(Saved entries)
---
PR #1827, opened 2022-04-01
Bug 1759306 - Add a field for Number of See Also

dklawren:


Bugzilla/Search.pm
```diff
@@ -623,6 +625,7 @@ sub COLUMNS {
 
     'attachments.count'  => 'COUNT(DISTINCT map_attachments_count.attach_id)',
```
cgsheeh, line 626: Any idea why it's `XXX.count` sometimes but `XXX_count` other times?

cgsheeh (approved):

Bugzilla/Search.pm
dklawren: Inconsistency is the best guess. I prefer attachments_count instead of attachments.count since the latter looks like it is referring to a column in the attachments table instead of an identifier of a special search term. But we won't go back and change all of them to match unless we need to for now. Technically they both work the same under the hood.

PR #1828, opened 2022-04-02
Bug 1762134 - Update BMO user guide to list "Project Flags" too in addition to "Tracking Flags"

dklawren:


cgsheeh (approved):
Makes sense to me. What templating engine is this?

dklawren:
> Makes sense to me. What templating engine is this?

Template toolkit (http://template-toolkit.org/) Been around for a long time. Probably faster alternatives out there by now but would be a big effort to migrate to something else.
---
§ **BRIEF**
All of the records need to be transcribed exactly.

§ **ANSWER SPACE**
PR #1827, opened 2022-04-01
Bug 1759306 - Add a field for Number of See Also

dklawren:


Bugzilla/Search.pm
```diff
@@ -623,6 +625,7 @@ sub COLUMNS {
 
     'attachments.count'  => 'COUNT(DISTINCT map_attachments_count.attach_id)',
```
cgsheeh, line 626: Any idea why it's `XXX.count` sometimes but `XXX_count` other times?

cgsheeh (approved):

Bugzilla/Search.pm
dklawren: Inconsistency is the best guess. I prefer attachments_count instead of attachments.count since the latter looks like it is referring to a column in the attachments table instead of an identifier of a special search term. But we won't go back and change all of them to match unless we need to for now. Technically they both work the same under the hood.

PR #1828, opened 2022-04-02
Bug 1762134 - Update BMO user guide to list "Project Flags" too in addition to "Tracking Flags"

dklawren:


cgsheeh (approved):
Makes sense to me. What templating engine is this?

dklawren:
> Makes sense to me. What templating engine is this?

Template toolkit (http://template-toolkit.org/) Been around for a long time. Probably faster alternatives out there by now but would be a big effort to migrate to something else.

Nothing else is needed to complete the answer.